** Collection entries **
+---+

Issue #465, opened 2022-06-04
Break up long if expressions into multiple lines


evaera:
Before:
```lua
for _, storage in ipairs(self._changedStorage[metatable]) do
	storage[id] = if storage[id] then table.freeze({ old = storage[id].old, new = new }) else record
end
```
After (suggested):
```lua
for _, storage in ipairs(self._changedStorage[metatable]) do
	storage[id] = 
		if storage[id] 
		then table.freeze({ old = storage[id].old, new = new }) 
		else record
end
```

JohnnyMorganz:
This formatting was added in v0.12.0 (was discussed in https://github.com/JohnnyMorganz/StyLua/issues/289)

It will only apply if your line is above the column width though, which I assume in this example it isn't

evaera:
I find the first example really hard to read. I ended up rewriting it to use a regular if statement instead. I think it would have been fine to stay as an ifexpr if it was broken up though.

JohnnyMorganz:
Yeah I agree with you that it's definitely nicer to read when separated on multiple lines.

Not entirely sure what kind of heuristic to apply here though, because it's *technically* correct in that it respects column width, but we want it to trigger earlier. An arbitrary reduction in column width (e.g. column width - 20) is also odd. Relying on existing formatting is also something I want to avoid.

The simplest way right now would be to change your own column width to something like 100 instead of 120, but if you're following a standard then that isn't ideal.

matthargett:
What I'm finding in other large Luau projects is that 120 characters column width as the standard code style just doesn't work with the increased density and flexibility being added to the language. This lines up with a pattern I saw in JS projects migrating TypeScript, and in C++ projects that migrated to C++14 and started to adopt lambdas and other density-per-line increases. In those cases, we also dropped the column width from 120 to 100, or 100 to 80, for the same reasons. (Modern syntax-coloring and grammar-aware code editors were in use in all those projects as well.)

matthargett:
FYI, we merged a change to the Roblox Lua Style Guide today that now recommends using a 100 character line length, versus 120 characters.

JohnnyMorganz:
Coming back to this, I wonder if we should accept the formatter irreversability (like we do for tables), and keep an if expression expanded if it was already expanded in the input code.

I don't think there is any nice heuristic to make this look reasonable, so relying on input is probably our best bet.

Drawback is that it will also suffer from https://github.com/JohnnyMorganz/StyLua/issues/264

Issue #276, opened 2021-10-07
If an argument in a function call is multi-lined, break up all the arguments


archiif:
If an argument within a function call is going to be broken up into multiple lines, the entire series of arguments should also be broken up. So instead of this:

```lua
function_call(arg_1, more_args, function()
    more_function_call(arg)
end)

function_call({
        key = value,
        key = value,
        key = value,
        key = value,
        key = value,
}, arg_1, more_args)
```

I think it's more readable like this:

```lua
function_call(
    arg_1,
    more_args,
    function()
        more_function_call(arg)
    end
)

function_call(
    {
        key = value,
        key = value,
        key = value,
        key = value,
        key = value,
    },
    arg_1,
    more_args
)
```
Again, the styling is referenced from [black](https://github.com/psf/black).
Sorry for the combo of issues, just got a bit excited knowing that there's at least one good Lua formatter out there :)

PR #479, opened 2022-06-26
Collapse simple statements onto single line, behind option

### LINKED ISSUE #161: Format single conditional + LastStmt (`return/break`) "guard" statements on a single line?

### LINKED ISSUE #248: Allow single line function definitions
I think it would be useful to allow definitions of "simple" functions to be placed on single line. So that, for example, the code `func(function() return true end, 2)` will not be formatted as

```lua
func(function()
  return true
end, 2)
```

The notion of "simple function" might be aligned with "simple `if`" from #232. This is also somewhat related to #188.

JohnnyMorganz:
Prototype implementation. Closes #248 and Closes #161 (supersedes #232)
Not confirmed whether this will be added or not

To test, install stylua using
```
cargo install --git https://github.com/JohnnyMorganz/StyLua.git --branch singleline
```
then set the `collapse_simple_statement` option to `FunctionOnly` / `ConditionalOnly` / `Always`

TODO:
- More tests
- Changelog


echasnovski:
This looks great! Thanks!

Here are some cherry-picked "interesting" results of applying this on quite large code base (my [mini.nvim](https://github.com/echasnovski/mini.nvim) Neovim plugin), divided into subjective categories. Overall, the majority of cases are "boring" (something like `function(x) return x == 1 end`) and work perfectly.

Unexpected detail (for me) that I noticed is that my preferred width of 120 might be a bit too much for one line functions. But the ability to have one-line functions (and `if` statements potentially) is so good (for me), that I might consider switching to 100.

<details><summary>Nice</summary>

```diff
-  local comment_parts = vim.tbl_filter(function(x)
-    return x ~= ''
-  end, vim.split(commentstring, '%s', true))
+  local comment_parts = vim.tbl_filter(function(x) return x ~= '' end, vim.split(commentstring, '%s', true))
```

```diff
-Helpers.expect.match = MiniTest.new_expectation('string matching', function(str, pattern)
-  return str:find(pattern) ~= nil
-end, function(str, pattern)
-  return string.format('Pattern: %s\nObserved string: %s', vim.inspect(pattern), str)
-end)
+Helpers.expect.match = MiniTest.new_expectation(
+  'string matching',
+  function(str, pattern) return str:find(pattern) ~= nil end,
+  function(str, pattern) return string.format('Pattern: %s\nObserved string: %s', vim.inspect(pattern), str) end
+)
```

```diff
-    local _, tag_section = toc_entry.parent:has_descendant(function(x)
-      return type(x) == 'table' and x.type == 'section' and x.info.id == '@tag'
-    end)
+    local _, tag_section = toc_entry.parent:has_descendant(
+      function(x) return type(x) == 'table' and x.type == 'section' and x.info.id == '@tag' end
+    )
```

+---+

** WORK ITEM **
Find the string "commentstring" in the entries above and return each line that holds it.

** SOLUTION TO THE PROBLEM **
-  end, vim.split(commentstring, '%s', true))
+  local comment_parts = vim.tbl_filter(function(x) return x ~= '' end, vim.split(commentstring, '%s', true))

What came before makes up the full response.